Les chondromes des membres supérieurs peuvent induire des asymétries de croissance, en particulier des deux os de l’avant-bras avec une déviation du poignet et de la main qui peut s’associer à une luxation de la tête radiale au coude. Il faut corriger ces déformations antibrachiales assez tôt, avant la survenue d’une dislocation du coude, si possible.

Pour les chondromes des mains, il faut les opérer suffisamment tôt avant la survenue de déformations importantes et de limitations de mobilité des articulations des doigts. Les interventions sont simples, on évide les zones chondromateuses et on procède à un remodelage les phalanges.

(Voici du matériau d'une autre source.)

PR #3279, opened 2021-08-10
New docs.sensu.io landing page

### LINKED ISSUE #2915: New docs.sensu.io landing page
### Description

As Sensu Core and Enterprise reached EOL, we changed the text and links on the tiles at our landing page, docs.sensu.io (/layouts/_index.html), but haven't changed the page itself. We should make better use of the docs landing page to help people find Sensu Go docs and represent the full range of documentation we provide.

### Category

This is an issue with:

### Affected pages
https://docs.sensu.io/

### Changes requested
- Overhaul `/layouts/index.html` to reproduce to the [wireframe design](https://github.com/sensu/sensu-docs/files/5718352/12-15-20_docs.sensu.io_wireframe.pdf), using new partial templates where appropriate to reduce clutter and repetitive HTML.
- Each element on the landing page should have a mouseover effect of some kind to help users navigate and orient themselves on the page.
- We should be able to link each element on the landing page to a corresponding page in the docs.
   - Here is a [map of the current link plan](https://github.com/sensu/sensu-docs/files/5851995/Wireframe-to-docs.mapping.xlsx) in case you need it for any reason, but please use link placeholders in your PR -- I can add the links when I'm testing the PR.
   - In one case (the blue "Need help with a question?" element), we will need to link the text in the element rather than the element itself because the element includes two different links.
   - In another case (the green "New to Sensu?" element), we will need to link to a section on the landing page itself (in other words, we want to link the "New to Sensu?" element to the "Learn Sensu" section at the bottom of the page).
- Where the wireframe shows the simplified observability pipeline image, use this image instead:
observability-pipeline
   - We plan to replace the PNG image with the SVG inline code for the same image. We're going to use our existing image for now while we think through ideas for a redesigned version.
- Logos for each integration should appear more or less evenly in the "Sensu Integrations" section.
   - I'm not sure how you will approach this --  here's a [zip folder of the logos](https://github.com/sensu/sensu-docs/files/5851944/logos.zip) in case you do something like use CSS to resize them, but placeholders are also fine.
   - If needed, I can alter the logo dimensions to fit your design -- just give me the specs.
- For ongoing updates and maintenance, we should be able to change the text and links on the page, add and remove elements as we add new features in Sensu, and move elements and sections to different locations on the page if needed.

### Additional context

The improved docs landing page:
- Gives users a fuller picture of the information they will find in the Sensu docs: communicates the breadth and depth of the Sensu documentation
- Provides an at-a-glance view of Sensu Go features and concepts
- Includes sections that respond to every level of familiarity with Sensu, so brand new users and experienced operators alike will find information appropriate for their needs
- Links directly to individual docs pages and offers lots of entry points, both within the docs and to other Sensu resources like Discourse

rnevius:
## Motivation and Context

Resolves #2915

## Review Instructions

Needs copy review, image replacements, and links to content.


hillaryfraley (changes requested):
@rnevius Thank you, this is great! A few requests...

1. [x] For all elements that have a link, can you add a "grow" or "shadow" hover effect (in addition to the reduced opacity) to make the mouseover more noticeable?
2. [x] I added the Sensu logo to the top left of the page. Is it possible to make the three boxes on the right a little smaller, so they are less obtrusive? And add a bit of space between to push the logo further to the left and the three boxes further to the right?
3. [x] I noticed that when I switch to a mobile view of the page, the text wraps mid-word in the three boxes at the top right. Is it possible to responsively reduce the text size in those boxes so the wrap is at spaces between words instead of in the middle of words?
4. [x] I want to add links to each of the three steps in the parallelograms (different links for each step) -- I couldn't figure out how to do that in the current configuration.
5. [x] "New to Sensu" and "Sensu Core User" boxes: rather than only linking the text, the boxes themselves should be clickable (like the purple Plugins box a bit lower on the page).
6. [x] Just a note that I replaced the observability pipeline .png image with code for an SVG that contains links.
7. [x] In the purple Plugins box, the text is underlined -- can you remove the underlining from the text (here and in other boxes that have links, like the boxes in the "Sensu at enterprise scale" and "Guides and examples" sections)?
8. [x] Can we standardize the size of the integrations logos using CSS? Or do I need to resize the image files themselves?
9. [x] Since we might want to add more logos or other linked elements within each section, can the bottom row of linked elements always be centered? Currently it seems everything left-aligns if there are fewer elements in the last row than in previous rows.
10. [x] Green sensuctl, web UI, and API boxes: can these have the same appearance and layout as the boxes in the "Sensu at enterprise scale" and "Guides and examples" sections?

rnevius:
@hillaryfraley the size of the logos will need to be standardized via image dimension/size/bounding box. The CSS is only aware of the image bounds/dimensions and not the image content.

hillaryfraley:
@rnevius, many thanks! 🎉

hillaryfraley (changes requested):
@rnevius one more request: when I preview this on a smaller device like my phone, the longer words are wrapped in the purple, blue, and white boxes under "Sensu at enterprise scale," "Guides and examples," and "Learn Sensu." Can you responsively reduce the text size in these boxes so that words don't wrap? If that isn't possible, can you force hyphenation as needed for these longer words? 

- [x] In the linked boxes under Sensu at enterprise scale," "Guides and examples," and "Learn Sensu," responsively reduce the text size in those boxes so the wrap is at spaces between words instead of in the middle of words or force hyphenation for display on smaller screen sizes

hillaryfraley (approved):
@rnevius it's perfect. Thank you so much!

PR #3470, opened 2021-11-08
Replace nagiosfoundation check with Sensu Processes Check to monitor NGINX

hillaryfraley:
## Description
In the Monitor server resources guide, replaces the nagiosfoundation check with a check from the Sensu Processes Check asset to monitor a webserver (NGINX).

## Motivation and Context
Outcome of discussion w/DAs last week


jspaleta:
Only small thing,  when creating the sensu resources from yaml/json  leave out the namespace so sensuctl can populate it just in case the user is using a non-default namespace in their sensuctl configuration.

Issue #1223, opened 2019-02-20
Add yaml block validator to CI


rgeniesse:
## This is an issue with:

- [ ] Bug (site functionality or styling)
- [ ] Errata (fix needed for doc content)
- [ ] New content (guide wanted)
- [ ] Update (Add missing or refresh existing content)
- [X] Enhancement (add new site functionality)

## Current Behavior
Currently there is a `json` block validator that runs with CI. To go along with the eventual move to `yaml` examples with Sensu Go, a `yaml` validator should be written that does the same as the current `json` one. Language does not matter.

## Possible Solution
Write it!

hillaryfraley:
https://github.com/oxsecurity/megalinter

PR #3131, opened 2021-04-26
Add yaml block validator

hillaryfraley:
## Description
Validates YAML within tags `{{< highlight yml >}} {{< /highlight >}}` using Python's YAML library.

PR #3627, opened 2022-01-26
Updating tests for yaml linting and also changing to github actions

hillaryfraley:
I know this isn't necessarily a best practice, but this will address #1223 and also upgrades the docs to use github actions. The benefit being that we don't have to rely on Travis and the yamllinting bits are native in Github actions.

Replaces https://github.com/sensu/sensu-docs/pull/3624


hillaryfraley:
2/17/22 docs inbox cleanup discussion: we will need a Python script similar to https://github.com/sensu/sensu-docs/blob/main/tests/json-validator.py to handle yaml validation. The approach with yaml lint seems like it won't work because we only want to lint the yaml within yaml-specific code tags.

hillaryfraley (commented):
Here's a PR where I tried to duplicate Richie's Python code for JSON linting:

https://github.com/sensu/sensu-docs/pull/3131/files

It didn't work, but maybe I did something obviously wrong...?

hillaryfraley:
Today I found out about https://github.com/earldouglas/codedown -- maybe this could help?

hillaryfraley:
https://github.com/oxsecurity/megalinter

asachs01:
I think I've got it. I need a review though.

PR #3708, opened 2022-03-02
Hide copy button for code text format

### LINKED ISSUE #3003: Optionally disable one-click copy function for code-formatted text
### Description
We need to present certain text in code format without including the one-click copy function. For example, many of our docs include sensuctl responses, which are not intended to be copied. Including the copy function for this text may be confusing.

Il est rare chez l’enfant d’être dans l’obligation de retirer de volumineux chondromes invalidants. Il existe pour ces interventions un risque hémorragique qui ne doit pas être sous-estimé.

Dans le syndrome de Maffucci, les angiomes n’apparaissent que vers la fin de la croissance. Il faut retirer les angiomes gênants, en particulier dans les zones d’appui aux pieds. Il n’est pas possible de tous les enlever et ils ont tendance à récidiver.

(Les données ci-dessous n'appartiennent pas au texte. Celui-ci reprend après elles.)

PR #4018, opened 2022-09-19
Add refresh tokens info in OIDC reference

hillaryfraley:
## Description
Adds brief section with instructions to enable refresh tokens for OIDC providers in OIDC reference doc

## Motivation and Context
https://sumologic.slack.com/archives/C024PCF29KR/p1662659371570259

review note: I will propagate the refresh token info to all docs versions after all revision is incorporated


asachs01 (approved):
Perfect! 👍

PR #4027, opened 2022-09-23
Update Hugo version

hillaryfraley:
## Description
Updates the Hugo version to 0.101.0.

The latest version is 0.103.1, but 0.101.0 is the latest version that will build. I think it's something to do with the [changes in 0.102.0](https://github.com/gohugoio/hugo/releases/tag/v0.102.0).


hillaryfraley (commented):
I confirmed that the site builds locally and that the offline docs generate as expected with version 0.101.0. I also tested the Heroku preview, and all looks good.

hillaryfraley (commented):
The `.hugo_build.lock` file was introduced in [Hugo 0.89.0](https://github.com/gohugoio/hugo/releases/tag/v0.89.0)

PR #4039, opened 2022-09-30
Upgrade yarn dependencies

hillaryfraley:
## Description
Ran `yarn upgrade` and `yarn add node-sass` to upgrade the node-sass version and allow dependency upgrades.


hillaryfraley (commented):
Tested a locally running version and the Heroku preview. All good.

PR #4141, opened 2022-11-21
Updating store

asachs01:
It's not necessary (and may even be confusing) to include 2 different store references. I'm removing the first one.


hillaryfraley (approved):
Fixed one more instance and propagated to all docs versions

hillaryfraley:
Thank you for finding this!

PR #4190, opened 2023-05-01
Updating datastore doc to include upgrade instructions

asachs01:
## Description

Adds links to Etcd & Postgres upgrade documentation.

## Motivation and Context

Customers have asked about upgrading and noted that we didn't include those instructions. However, as we're not the maintainers responsible for Etcd/Postgres, it's best that we refer customers directly to the source when it comes to performing upgrades.


jhenderson-pro (approved):
lgtm!

PR #2434, opened 2026-08-01
fix: keep focus in the File List while navigating with arrow keys

### LINKED ISSUE #2433: File List loses keyboard focus after each load, so arrow keys navigate only one file
## Summary

In the File List dock, pressing Down/Up navigates to the next/previous file exactly **once**. The second arrow keypress does nothing, because loading the image steals keyboard focus away from the file list and gives it to the canvas.

Walking a directory with the arrow keys is the natural interaction for a file list, and today it is impossible. `A`/`D` work, but they are not what a user reaches for when their cursor is in a list.

## Reproduce

1. `labelme <a directory with several images>`
2. Click an item in the File List (or otherwise focus it).
3. Press Down. -> Selection moves to the next file and the image loads. Correct.
4. Press Down again. -> Nothing happens.

## Cause

`MainWindow._load_file` ends with an unconditional `self._canvas_widgets.canvas.setFocus()` (`labelme/_app.py:2189`, introduced in bb021c7d, 2021).

The chain is: arrow key -> `QListWidget` moves the current row -> `itemSelectionChanged` -> `_file_list_item_selection_changed` -> `_load_file` -> `canvas.setFocus()`. So focus lands on the canvas while the user is still holding the keyboard over the list, and the next arrow key is delivered to the canvas instead (where in edit mode it nudges a selected shape, or does nothing).

## Expected

An image load should not move keyboard focus out of the File List when the File List is what is driving the navigation. Focusing the canvas on load is still correct when the load originates elsewhere (opening a file/directory, `A`/`D` shortcuts while the canvas has focus), since the canvas is where the user then works.

wkentaro:
Arrow keys in the File List navigate exactly one file, then stop. `_load_file` ended with an unconditional `canvas.setFocus()`, so the chain `Down -> itemSelectionChanged -> _load_file -> canvas.setFocus()` pulled focus off the list while the user was still driving it from the keyboard, and the next arrow key was delivered to the canvas instead. Walking a directory with the arrow keys is the natural interaction for a file list, and it was impossible; `A`/`D` are not what a user reaches for when their cursor is in a list.

The policy is now: **a load never pulls the keyboard out of the File List, whatever drove the load.** That covers the arrow-key walk, a mouse click on an item, and `A`/`D` pressed while the list holds focus (those are window-context `QAction`s, so they fire either way and keep working). Loading from anywhere else — opening a file or directory, or `A`/`D` while the canvas has focus — still hands the canvas the keyboard exactly as before.

Keeping focus on the list costs nothing: every canvas shortcut is a window-context `QAction`. The only focus-dependent keys are `Canvas.keyPressEvent`'s raw arrow/Escape/Return handling, which all require a canvas click to select or draw something first.

## Test plan
- [x] `test_arrow_keys_walk_file_list_across_loads` drives two consecutive `Down` presses through `QApplication.focusWidget()` rather than at the widget directly — that indirection is what makes it catch the focus theft; it times out at the second press on `main`
- [x] `test_canvas_takes_focus_when_file_list_has_none` starts focus in the search box so the canvas can only end up focused by the load handing it over; verified by mutation (deleting the `setFocus()` call makes it fail)
- [x] `uv run pytest tests/` — 915 passed
- [x] `uv run ruff check` / `ruff format --check` / `uv run ty check`

Closes #2433


wkentaro:

Finalized this tick and endorsing for merge.

- **/review-fix**: five parallel reviewers (code-review on high effort, simplify, brooks-review, review, exemplar-review) over the diff vs `main` — zero kept findings in a clean first round. One reviewer independently mutation-tested the fix (reverted `_app.py`, confirmed `test_arrow_keys_walk_file_list_across_loads` fails on the pre-fix code, restored) and ran the full e2e suite green (146 passed).
- Dropped as not worth churn: an optional suggestion to also drive the literal `A`/`D` shortcut dispatch in the canvas-focus test (the fallback branch is already covered via `_open_next_image()`, and all three `_load_file` call paths were traced to confirm the guard's scope), and an informational note about the `setFocus()`/`waitUntil` focus-seeding pattern being new to `tests/e2e/` (ran clean and fast offscreen).
- **/recommit**: history is already a clean two-commit sequence (fix+tests, then the changelog note — both styles exist on `main`); no reshaping, no push, tree untouched.
- **Checks**: `ruff check`, `ruff format --check`, `ty check`, and the new tests all pass locally; all 12 CI checks green; merge state CLEAN; branch is based on current `main`.

Verdict: `recommend-merge`.

PR #2435, opened 2026-08-01
fix: read annotation list label color from the state's palette group

wkentaro:
Selecting a shape on the canvas left its label in the Annotation List unreadable — white text on a pale gray row ([discussion #2432](https://github.com/wkentaro/labelme/discussions/2432)).

reported symptom

`HTMLDelegate.paint` hardcoded `QPalette.ColorGroup.Active` when picking the text color, but the row background is painted one line above by `drawControl(CE_ItemViewItem)`, which derives its color group from `opt.state`: `Disabled` when not enabled, `Inactive` when `State_Active` is clear, else `Active`. `QAbstractItemView` clears `State_Active` whenever the view does not hold focus — exactly the case when the selection came from a canvas click. So the row was filled from `Inactive/Highlight` (pale gray) while the label kept being drawn in `Active/HighlightedText` (white).

The File List sits in the same window and stays legible throughout, because it uses Qt's stock delegate and follows that rule. This change makes the Annotation List follow it too, using the same derivation Qt uses in `QItemDelegate::drawDisplay`, so the two docks now match in every focus state.

Not platform-specific despite the report: it reproduces on macOS too, and depends on focus rather than OS. Platforms only differ in *how* visible it is, because their palettes disagree on `Inactive/Highlight` (`#f0f0f0` in the reporter's screenshot, `#d4d4d4` on macOS).

The fix also routes the `Disabled` group and the unselected `Text` role through the same derivation, not just the reported selected-and-unfocused case — all four were wrong for the same reason, and 4 of the 6 parametrized cases below fail on `main`.

## Test plan
- [x] `tests/unit/widgets/label_list_widget_test.py::test_html_delegate_takes_text_color_from_the_state_color_group` — 6 cases covering the full `ColorGroup` × `ColorRole` matrix; 4 fail on `main`, all pass here
- [x] Offscreen render harness comparing the two docks: the Annotation List now matches the File List pixel-for-pixel in both focus states (unfocused `bg=#f0f0f0 ink=#000000`, contrast 1.14 → 18.43)
- [x] `make lint`
- [x] `uv run pytest tests/unit tests/e2e` (775 + 144 green)


wkentaro:
Closed via https://github.com/wkentaro/labelme/pull/2436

Finalement, pour l’enfant, on essaie d’arriver en fin de croissance avec un état fonctionnel optimal. Enfin, chez l’enfant, les transformations malignes sont très rares.

Les actes chirurgicaux ne semblent pas entraîner de risque évolutif sur les chondromes. Par contre, le traitement chez l’adulte d’une dégénérescence peut être compliqué par la présence d’un matériel d’ostéosynthèse.

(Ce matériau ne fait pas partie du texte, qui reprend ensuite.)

PR #2448, opened 2026-08-05
fix: guard incompatible AI prompts at runtime

wkentaro:
AI-Points Prompt Compatibility was enforced during mode navigation. This coupled the AI Assist mode to the model Setting and did not protect runtime states introduced by startup, restored state, Settings changes, or direct state changes.

This change lets users select AI-Points without changing the model Setting. When the user clicks the canvas with an incompatible SAM3 plus AI-Points state, the canvas rejects the point prompt before model download or inference and shows a compatibility warning. The Model Session guard remains as defense for non-UI callers. Returning to AI-Box keeps SAM3 selected.

## Test plan

- [x] 158 AI Assist, canvas, and annotation tests
- [x] Exact CI `make lint` command
- [x] Interface anti-pattern detector


wkentaro:

## Agent Brief

**Category:** bug
**Summary:** Reject incompatible AI-Points clicks after the selected model changes during an active point prompt

**Current behavior:**
The PR checks Prompt Compatibility only when the first AI-Points point starts a draft. If a compatible model starts the draft and a direct state change then selects Sam3, the next canvas click extends the draft without emitting the compatibility warning. The Model Session guard can then surface the unsupported prompt as a generic inference failure.

**Desired behavior:**
Every canvas click that would add an AI-Points prompt point must check the current model's Prompt Compatibility before it mutates the draft, downloads a model, or runs inference. An incompatible click must keep the selected model Setting and active mode unchanged, preserve the existing draft, and emit the existing compatibility rejection signal.

**Key interfaces:**

- The canvas pointer-press boundary must guard both new and existing AI-Points drafts.
- The existing point-prompt rejection signal remains the UI notification contract.
- The Model Session Prompt Compatibility guard remains as defense for non-UI callers.

**Acceptance criteria:**

- [ ] An incompatible first AI-Points click is rejected before model download or inference.
- [ ] If an AI-Points draft starts with a compatible model and the canvas model then changes to Sam3, the next click emits the compatibility rejection signal.
- [ ] That rejected click does not add a point, download a model, or run inference.
- [ ] The model Setting, active AI-Points mode, and existing draft stay unchanged after rejection.
- [ ] Compatible AI-Points prompts and AI-Box behavior remain unchanged.

**Out of scope:**

- Changing the selected model Setting during mode navigation or rejection.
- Removing proactive disabling of incompatible model choices in AI-Points Setting Controls.
- Removing the Model Session defense guard.

Issue #2354, opened 2026-07-16
AI Assist: surface predictions that match existing shapes


wkentaro:
> *This was generated by AI.*

## Problem

AI Assist can return a valid prediction that overlaps an existing Shape. If the prediction is suppressed without visual feedback, a successful point or box interaction appears to do nothing.

## Decision

Existing-Shape suppression is optional and disabled by default.

- When suppression is disabled, each selected prediction remains a new Shape, including predictions that overlap existing annotations.
- When suppression is enabled, a matching prediction highlights the existing Shape in amber instead of creating a duplicate.
- The Setting is `ai.suppress_existing_shape_matches` in the Settings dialog.
- The Setting applies only to AI Assist. AI Text Prompt behavior does not change.

## Expected behavior

- Every successful AI Assist interaction produces visible canvas feedback.
- AI Points shows one candidate selected by prompt-point satisfaction, then model score.
- AI Box processes all predictions remaining after greedy NMS.
- Hidden matching Shapes are temporarily visible in the highlight layer when suppression is enabled.
- Existing-only results do not open the label dialog and do not show the no-Shapes warning.
- Mixed results add new Shapes and highlight existing matches.
- Highlights persist until the next canvas interaction, mode change, image change, or Setting change.

## Matching rule

When suppression is enabled, choose the qualifying existing Shape with the highest mask IoU. A match qualifies when mask IoU is at least 0.5 or containment is at least 0.85.

## Scope

The suppression behavior is configurable. The match thresholds and highlight style are fixed.

PR #2463, opened 2026-08-06
fix(ai-assist): distinguish all-matched sweeps

### LINKED ISSUE #2355: AI Assist: distinct status feedback when a Sweep's proposals all match existing annotations
> *This was generated by AI.*

## What to build

Tell the user when an AI Assist Sweep found only already-annotated objects, instead of implying the model failed.

After #2354, the all-suppressed case can only occur for Sweeps (SAM3 box prompts): the user boxes a region, the model proposes Shapes, and every proposal matches an existing annotation. Today that shows the same generic "AI inference produced no new annotation." status message as a model that returned nothing, so a correctly-working sweep reads as a failure.

Make the proposal call return a small frozen result carrying the proposed Shapes plus the count of detections suppressed as duplicates of existing Shapes (replacing the bare list return). The canvas keeps the existing no-arg "inference produced no shapes" signal for the model-returned-nothing case and gains a second no-arg signal for the proposals-existed-but-all-matched case; the main window connects each signal to its own translated status-bar message (same 5-second status style). New message text: "AI proposals all matched existing annotations."

Regenerate translation catalogs for the new source string the usual way; source-language fallback is acceptable initially.

## Acceptance criteria

- [ ] The AI Assist proposal call returns proposed Shapes plus the suppressed-as-duplicate count; the count is zero when the model returns no annotations
- [ ] When a Sweep returns proposals and all are suppressed as duplicates, the new signal fires and the status bar shows "AI proposals all matched existing annotations."
- [ ] When the model returns no annotations, the existing generic signal and message still fire; the new message never appears for point prompts
- [ ] The in-progress drawing state is cancelled the same way in both empty-result cases
- [ ] Unit tests at the AI Assist session seam assert the returned count; canvas-level tests with monkeypatched inference assert which signal fires (following the existing finalize signal-capture tests)
- [ ] Translation catalogs regenerated; CHANGELOG entry under `[Unreleased]` with the PR number linked

## Blocked by

- #2354

wkentaro:
> *This was generated by AI.*

A successful Sweep currently looks like empty inference when Existing Shape Suppression filters every proposal. This gives it distinct status feedback without changing point prompts or non-SAM3 box behavior.

The all-matched fact is computed before Shape conversion, so an unmatched invalid detection cannot be misreported.

Closes #2355

## Test plan

- [x] Session and canvas tests cover empty, all-matched, mixed, point-prompt, non-Sweep, and invalid-detection results.
- [x] `make test` (1,169 passed)
- [x] `make lint`
- [x] `make check_translate`


wkentaro:
> *This was generated by AI.*

Closing as redundant with #2354. Current `main` already highlights every matching Shape, including hidden Shapes, keeps the highlight until the next canvas interaction, and does not show the empty-inference message for an existing-only result. The separate status message would duplicate that feedback.

PR #2465, opened 2026-08-07
test: make widget exposure waits effective

### LINKED ISSUE #2431: tests: bare qtbot.waitExposed(...) calls never wait

## Problem

Sixteen tests call `qtbot.waitExposed(widget)` as a bare statement after `widget.show()`:

- 6 Label dialog screen-fit tests
- 10 Settings dialog tests

In pytest-qt 4.x, `waitExposed` returns a context manager. A bare call constructs and discards that context manager, so the test does not wait and no error is raised. These tests then inspect geometry, scrolling, navigation, or other state that can depend on the window being mapped.

The tests pass today, but they can be flaky on platforms where window mapping is asynchronous.

## Agent Brief

**Category:** bug

**Summary:** Make every Qt widget-exposure wait in the test suite perform a real wait.

**Current behavior:**

Sixteen calls use this ineffective sequence:

```python
widget.show()
qtbot.waitExposed(widget)
```

Other tests already use pytest-qt correctly:

```python
with qtbot.waitExposed(widget):
    widget.show()
```

**Desired behavior:**

Every test that waits for a widget to become exposed must enter the context manager before it shows the widget. Existing correct context-manager calls must stay unchanged.

Add a repo-wide regression check that fails when `qtbot.waitExposed(...)` is used as a bare expression statement. The check must accept calls used as context managers.

If a converted test exposes a synchronization problem, fix that test without weakening its UI assertion or adding an arbitrary sleep.

**Key interfaces:**

- pytest-qt `waitExposed` context manager, with the widget shown inside the context
- The repository test guard for distinguishing bare expression calls from context-managed calls

**Acceptance criteria:**

- [ ] All 16 current bare `qtbot.waitExposed(...)` calls perform a real context-managed wait.
- [ ] A repo-wide test rejects a new bare `qtbot.waitExposed(...)` expression.
- [ ] Existing context-managed calls remain valid.
- [ ] The affected Label dialog and Settings dialog tests pass.
- [ ] The full test suite passes without new arbitrary sleeps.

**Out of scope:**

- Production UI behavior changes
- Replacing pytest-qt or changing how tests wait for conditions other than widget exposure
- Unrelated test timing cleanup

wkentaro:
Closes #2431.

Bare `qtbot.waitExposed(...)` calls only build the context manager and never wait, so 16 exposure waits were no-ops. They now use the context-managed form around `show()`, and a new AST-based repository test rejects any future bare call.

## Test plan
- [x] New repository test scans tests/ for bare `waitExposed` calls
- [x] `make lint` and `make test` (1165 passed)

### DIFF
--- a/tests/unit/widgets/label_dialog/screen_fit_test.py
+++ b/tests/unit/widgets/label_dialog/screen_fit_test.py
@@ -24,8 +24,8 @@ def test_flag_spacing_is_identical_with_and_without_scrollbar(qtbot: QtBot) -> N
     few = _make_dialog(qtbot, flag_count=3)
     many = _make_dialog(qtbot, flag_count=12)
     for dialog in (few, many):
-        dialog.show()
-        qtbot.waitExposed(dialog)
+        with qtbot.waitExposed(dialog):
+            dialog.show()
 
     assert few._flags_scroll.verticalScrollBar().maximum() == 0
     assert many._flags_scroll.verticalScrollBar().maximum() > 0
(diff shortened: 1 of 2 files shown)


wkentaro:

Verdict: recommend-merge. Independent review (gpt-5.6-sol) found one portability defect, fixed and folded in: the AST scanner now decodes test sources as UTF-8 instead of the locale default. Lint and the full suite pass locally; all checks green.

Finalement, chez l’enfant, faute de pouvoir guérir la maladie et de retirer tous les chondromes, on reste modeste dans les actions chirurgicales en limitant le nombre des interventions.

Surveillance chez l’adulte

Chez l’adulte, la prise en charge est similaire à celle de l’enfant. Cependant, la tolérance à la chirurgie est plus difficile et les suites post-opératoires sont plus longues et plus compliquées.

Comme pour l’enfant, on corrige les déformations et les déviations des membres et on retire les chondromes volumineux et gênants.

La dégénérescence des chondromes est, semble t-il, plus fréquente dans le syndrome de Maffucci. Pour la maladie d’Ollier, il est difficile de donner une évaluation de la fréquence de survenue d’une tumeur maligne. L’important est d’établir une auto surveillance : toute modification d’un chondrome, douleurs d’apparition récente, augmentation de volume sont suspectes. La surveillance clinique et l’imagerie doivent permettre le dépistage précoce d’une évolution maligne et de pratiquer une chirurgie d’exérèse complète. Cette chirurgie carcinologique complétée par des traitements adjuvants si nécessaire (chimiothérapie, radiothérapie) ne peut être réalisée que dans des centres spécialisés.

On peut aussi recommander à l’âge adulte une surveillance oncologique, le risque de cancer en général paraissant un peu plus élevé que celui de la population générale.